Winning the Battle, Losing the War

Hey,

So no matter how the scenes play out during a maneuver, you can still win or lose the maneuver roll itself.

And there’s no way that your performance during the maneuver affects the maneuver roll?

That seems a little odd. I suppose that the practical upshot of all those scenes is a chance to improve your skills, get Arthra and other goodies to make that roll better, but it seems like there should be some sort of benefit to doing well during the maneuver. I appreciate the idea that you can do really well and still blow the maneuver, but with so little direct correlation between the maneuver and the scenes that compose it, the question arises, why are we struggling with this when it doesn’t actually push us towards our goals?

Perhaps I’m reading this wrong?

later
Tom

The in-scene play accomplishes a number of things, as explained in the Forces Beyond Our Control section in the Infection chapter:

  1. It shapes the shared fiction, which will determine both your next move and that of your enemy. This is important, even if it’s not reflected in the numbers.
  2. You determine which of the players is most suited to make the roll for the group. The player who really pushes the action in a maneuver, usually but not always the player who took the Conflict scene, is generally the one who should make the Infection roll.
  3. Only other players who help the player who makes the Infection roll during the play of the maneuver get to help on the Infection roll.

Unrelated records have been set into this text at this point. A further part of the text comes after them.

PR #2497, opened 2019-01-14
ARTEMIS-2228 Check message size sent over management API

gaohoward:
Currently user can send an arbitrary size of messages via
management api (console for example) and this may break the
buffer size limit and cause the broker throw unexpected
exceptions. We need to put some check on the message size
over the management API and reject the message if it's too big.


clebertsuconic:
I agree with @michaelandrepearce here.. why not just convert it to large message.

I think the postOffice.route is already doing that? on that case we just need a test.

clebertsuconic:
@gaohoward I pulled your branch and fixed it here.

clebertsuconic:
@gaohoward  / @michaelandrepearce look into #2498  please?

it's a lot simpler there.

gaohoward:
@michaelandrepearce @clebertsuconic OK thanks guys, I agree with you. I think #2498 is fine.

clebertsuconic:
Can you close this one please?

PR #2498, opened 2019-01-14
ARTEMIS-2228 Large Messages over Management

clebertsuconic:


artemis-server/src/main/java/org/apache/activemq/artemis/core/management/impl/QueueControlImpl.java
```diff
@@ -1005,9 +1006,9 @@ public RemotingConnection getRemotingConnection() {
          ByteBuffer buffer = ByteBuffer.allocate(8);
          buffer.putLong(queue.getID());
          message.putBytesProperty(Message.HDR_ROUTE_TO_IDS, buffer.array());
-         postOffice.route(message, true);
+         server.getPostOffice().route(LargeServerMessageImpl.checkLargeMessage(message, server.getStorageManager()), true);
```
michaelandrepearce: Maybe rather than directly routing to the post office, should we not send via serversession? This would then sort the large message issue but also ensure the message is treated like others, including going via broker plugins etc

michaelandrepearce: Just FYI, the fix looks good, im just wondering if theres a better way, but if not then this looks good.

michaelandrepearce:
Just fyi, Re your failed pr build since some recent merges to master ive been getting more intermittent build failures more regularly. I dont think its your pr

Only the latter directly affects the Infection roll, and it doesn’t matter whether your actions during the maneuver were successful or not. The maneuver and the infection roll are only loosely coupled. You bind them together through your play, your color, and your sequels.

We view this as a feature, not a bug. You won the Firefight but lost the maneuver? What was happening behind the scenes? You lost the battle but won the maneuver? What unexpected thing went in your favor?

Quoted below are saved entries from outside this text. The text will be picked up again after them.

PR #3172, opened 2020-06-09
ARTEMIS-2797 - Reset queue properties by unsetting them in broker.xml

jsmucr:
Now it is possible to remove queue filter by setting it to an empty string or null.
Before this commit the server would just ignore such request.

EDIT: This pull request turned out to cover the ability to reset all queue properties, not just the filter string.

### DIFF
--- a/artemis-server/src/main/java/org/apache/activemq/artemis/core/postoffice/impl/PostOfficeImpl.java
+++ b/artemis-server/src/main/java/org/apache/activemq/artemis/core/postoffice/impl/PostOfficeImpl.java
@@ -16,22 +16,6 @@
  */
 package org.apache.activemq.artemis.core.postoffice.impl;
 
-import java.util.ArrayList;
-import java.util.Collections;
-import java.util.EnumSet;
-import java.util.HashMap;
-import java.util.HashSet;
-import java.util.Iterator;
-import java.util.List;
-import java.util.Map;
-import java.util.Set;
-import java.util.concurrent.ConcurrentHashMap;
-import java.util.concurrent.ConcurrentMap;
-import java.util.concurrent.Executor;
-import java.util.concurrent.ScheduledExecutorService;
-import java.util.concurrent.TimeUnit;
-import java.util.concurrent.atomic.AtomicBoolean;
-
 import org.apache.activemq.artemis.api.core.ActiveMQAddressDoesNotExistException;
 import org.apache.activemq.artemis.api.core.ActiveMQAddressFullException;
 import org.apache.activemq.artemis.api.core.ActiveMQDuplicateIdException;
@@ -79,6 +63,7 @@ import org.apache.activemq.artemis.core.server.RoutingContext;
 import org.apache.activemq.artemis.core.server.cluster.impl.MessageLoadBalancingType;
 import org.apache.activemq.artemis.core.server.group.GroupingHandler;
 import org.apache.activemq.artemis.core.server.impl.AddressInfo;
+import org.apache.activemq.artemis.core.server.impl.QueueConfigurationUtils;
 import org.apache.activemq.artemis.core.server.impl.QueueManagerImpl;
 import org.apache.activemq.artemis.core.server.impl.RoutingContextImpl;
 import org.apache.activemq.artemis.core.server.management.ManagementService;
@@ -96,6 +81,23 @@ import org.apache.activemq.artemis.utils.CompositeAddress;
 import org.apache.activemq.artemis.utils.UUIDGenerator;
 import org.apache.activemq.artemis.utils.collections.TypedProperties;
 import org.jboss.logging.Logger;
+
+import java.util.ArrayList;
+import java.util.Collections;
+import java.util.EnumSet;
+import java.util.HashMap;
+import java.util.HashSet;
+import java.util.Iterator;
+import java.util.List;
+import java.util.Map;
+import java.util.Objects;
+import java.util.Set;
+import java.util.concurrent.ConcurrentHashMap;
+import java.util.concurrent.ConcurrentMap;
+import java.util.concurrent.Executor;
+import java.util.concurrent.ScheduledExecutorService;
+import java.util.concurrent.TimeUnit;
+import java.util.concurrent.atomic.AtomicBoolean;
 
 /**
  * This is the class that will make the routing to Queues and decide which consumer will get the messages
@@ -632,7 +634,7 @@ public class PostOfficeImpl implements PostOffice, NotificationListener, Binding
             boolean changed = false;
 
             //validate update
-            if (queueConfiguration.getMaxConsumers() != null && queueConfiguration.getMaxConsumers().intValue() != Queue.MAX_CONSUMERS_UNLIMITED) {
+            if (queueConfiguration.getMaxConsumers() != null && queueConfiguration.getMaxConsumers() != Queue.MAX_CONSUMERS_UNLIMITED) {
                final int consumerCount = queue.getConsumerCount();
                if (consumerCount > queueConfiguration.getMaxConsumers()) {
                   throw ActiveMQMessageBundle.BUNDLE.invalidMaxConsumersUpdate(queueConfiguration.getName().toString(), queueConfiguration.getMaxConsumers(), consumerCount);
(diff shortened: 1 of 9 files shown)


michaelandrepearce:
Can a xml config update test be made to cover reload from xml.

artemis-server/src/main/java/org/apache/activemq/artemis/core/postoffice/impl/PostOfficeImpl.java
```diff
@@ -689,7 +689,10 @@ public QueueBinding updateQueue(QueueConfiguration queueConfiguration) throws Ex
                queue.setDelayBeforeDispatch(queueConfiguration.getDelayBeforeDispatch().longValue());
             }
             Filter filter = FilterImpl.createFilter(queueConfiguration.getFilterString());
-            if (filter != null && !filter.equals(queue.getFilter())) {
+            if ((filter == null) && (queue.getFilter() != null)) {
```
michaelandrepearce, line 692: Should think about applying the same to all, e.g. if now null set back to default for address setting (or static default)

jsmucr: I've added the config reload test.

I'm not sure about what you mean by the default behavior. Shall I add some sort of constant (like `DEFAULT_FILTER`) or just document the fact that there's no filter by default and that setting it to `null` (by removing it from the configuration) or to `""` reverts it back to the default value?

michaelandrepearce: I was meaning other queue configurations that you can update e.g like the one immediately above delaybeforedispatch. E.g. if change of behaviour from currently if null do not update, now youre proposing to make it if null set back to default which for filter is null. We would want that behaviour consistent. Else we end up with some ignoring and some reverting. 

Its very important behaviour is consistent for all, so either all do nothing when new value is null (ignore) or all update back to their defaults (being either the default at address setting or where a default constant its used)

tests/integration-tests/src/test/resources/reload-queue-filter-updated-empty.xml
```diff
@@ -0,0 +1,43 @@
...
+
+      <acceptors>
+         <acceptor name="artemis">tcp://0.0.0.0:61616</acceptor>
+      </acceptors>
+
+      <addresses>
+         <address name="myFilterQueue">
+            <anycast>
+               <queue name="myFilterQueue">
+                  <filter string=""/>
```
michaelandrepearce, line 37: This isnt filtering. I would expect the test to be a real filter string not an empty one. Empty filter is same as no filter so this isnt validating much

tests/integration-tests/src/test/java/org/apache/activemq/artemis/tests/integration/jms/RedeployTest.java
```diff
@@ -287,6 +287,99 @@ public void run() {
...
+      } finally {
+         embeddedActiveMQ.stop();
+      }
+   }
+
+   @Test
+   public void testRedeployRemoveFilter() throws Exception {
+      doTestRemoveFilter(RedeployTest.class.getClassLoader().getResource("reload-queue-filter-updated-empty.xml"));
+      doTestRemoveFilter(RedeployTest.class.getClassLoader().getResource("reload-queue-filter-removed.xml"));
+   }
```
michaelandrepearce, line 381: I would expect the test to first validate a filter works and queueimpl has filter matching with a real filter, then reload config and validate both the queueimpl is null and now no filtering is applied on flow. To vaildate update does indeed remove a filter if previously set.

tests/integration-tests/src/test/resources/reload-queue-filter-updated-empty.xml
jsmucr: The `doTestRemoveFilter` method first applies the `reload-queue-filter.xml` configuration that has the filter set up correctly, then tests if it works and after that it applies the intended modification (either `reload-queue-filter-updated-empty.xml` or `reload-queue-filter-removed.xml`).

artemis-server/src/main/java/org/apache/activemq/artemis/core/postoffice/impl/PostOfficeImpl.java
jsmucr: I see. I'll take look at that.

jsmucr: Hm, I must have overlooked the fact that the other properties behave the same too.
Is the behavior I propose a correct one? Or is there a reason for ignoring null values?

Now that it's obvious - even to me :-) - that the issue is a lot broader, shall I continue with implementing the rest here or would that be a whole new pull request?

My use case in an automatic cluster configuration deployment and the current behavior sort of breaks the idea.

jsmucr: Clearing the value using `""` does not work, at least not for a filter.
```
//...
public static Filter createFilter(final SimpleString filterStr) throws ActiveMQException {
      if (filterStr == null || filterStr.length() == 0) {
         return null;
      }
// ...
```
So there would have to be a breaking change anyway, just to achieve this.

I understand the issue with resetting the whole configuration. Maybe there could be a toggle to enable this.

I'm working for a cloud-based EDI provider and our ultimate goal is to have all of our infrastructure configurable via Ansible (or similar tools) so that in case of a major failure there'd be no need to perform too many manual steps in order to rebuild the service from scratch. That makes the Ansible repository the only place to store our configuration, and therefore it would be highly beneficial if I could redeploy the Artemis configuration from there. :-) It would also open the way to create a bit more user friendly tool to design the MQ related infrastructure.
I'd be happy to hear about the way you do it in your company. :-)

artemis-server/src/main/java/org/apache/activemq/artemis/core/postoffice/impl/PostOfficeImpl.java
```diff
@@ -647,66 +649,121 @@ public QueueBinding updateQueue(QueueConfiguration queueConfiguration) throws Ex
...
+                    ? ActiveMQDefaultConfiguration.getDefaultMaxQueueConsumers()
+                    : queueConfiguration.getMaxConsumers();
+            if (queue.getMaxConsumers() != newMaxConsumers) {
                changed = true;
-               queue.setMaxConsumer(queueConfiguration.getMaxConsumers());
+               queue.setMaxConsumer(newMaxConsumers);
             }
-            if (queueConfiguration.getRoutingType() != null && queue.getRoutingType() != queueConfiguration.getRoutingType()) {
+            // routingType
+            final RoutingType newRoutingType = queueConfiguration.getRoutingType() == null
```
michaelpearce-gain, line 662: So to get defaults, should be using the address settings.

Theres actually a common method that does this thats used else where, as its quite common

     QueueConfigurationUtils.applyDynamicQueueDefaults(queueConfiguration, addressSettingsRepository.getMatch(queueConfiguration.getAddress().toString()));

This then will correctly set defaults on everything in the queueConfiguration

michaelpearce-gain: e.g. you could just do this once before the section of atomic updates.

michaelandrepearce:
Looking alot better. I note you still have this as draft pr. Is there more outstanding?

jsmucr:
@michaelandrepearce There are no tests (apart from the one testing filters) validating the new behavior. There's still a lot of _fun_ waiting for me. :-)

jsmucr:
Waiting for someone to check this before I continue with docs.

michaelpearce-gain:
@jsmucr LGTM

artemis-server/src/main/java/org/apache/activemq/artemis/core/server/impl/QueueImpl.java
```diff
@@ -3954,7 +3954,7 @@ public QueueConfiguration getQueueConfiguration() {
          .setAddress(address)
          .setId(id)
          .setRoutingType(routingType)
-         .setFilterString(filter.getFilterString())
+         .setFilterString(filter == null ? null : filter.getFilterString())
```
michaelpearce-gain, line 3957: can you rebase, this is already fixed in master

michaelpearce-gain:
@jsmucr can you rebase and squash commits

michaelpearce-gain:
@jsmucr thanks for the contribution.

If you like, you could always give the “winning” side an advantage die for the Maneuver Roll.

Hi all,
As far as I understood Manouvers, don’t the winning side get to narrate the “win” thereby tying in the previous building, colour and conflict scenes with the loser then narrating how their side faired?

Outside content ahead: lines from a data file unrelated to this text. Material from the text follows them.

PR #3175, opened 2020-06-09
fixed typo in code example

Faldrian:
Fixed a typo which could lead to some frustration if people just copy the string and try it.


clebertsuconic:
thanks

PR #3176, opened 2020-06-09
ARTEMIS-2798 expiration for AMQP msgs not reloaded

jbertram:
@franz1981 or @clebertsuconic could either of you review this to see if I'm doing this right. Seems like a simple change, but want to make sure.


franz1981:
Goog catch! And we were not covered on this..so good to have a test too...please check if the message isn't getting fully decoded before rerouted to the queue after journal loading (as I suspect)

Wouldn’t this tie up the fragments of that manouver so that winning or losing the conflicts is a part of the entire manouver?

Not sure how clear I’ve put it really.

John

This threw me too until I realized the discontinuity creates a very cool dilemma (err, I think; I’ve not played yet, so I may be wrong):

  1. Winning the current conflict means your player-character gets something you care about, right now: you humiliate your archrival, shoot up some bad guys, rescue the girl, impress your distant father. Losing the current conflict means your character loses something you care about, and possibly gets plugged. So you want to pile on those FoRKs and helping dice, pick your battles carefully, and make sure you have low-Obstacle, easy rolls!

  2. Winning the maneuvers requires you to keep advancing your key skills (e.g. Tactics, Persuasion) faster than the other side’s characters do. And to earn advancement, you’re going to need a bunch of challenging, high-Obstacle rolls – even if you have to give up FoRKs, help, and tech, and take on impossible odds. So in order to have the best shot at saving a whole planet full of people you don’t know, you have to be willing to risk everything you care about in the here and now: maybe your archrival humiliates you, the bad guys shot you in the kneecaps, the girl dies, and your father croaks out “you were always a disappointment to me” before he dies.

And he’ll never know you saved the world. He’ll never know.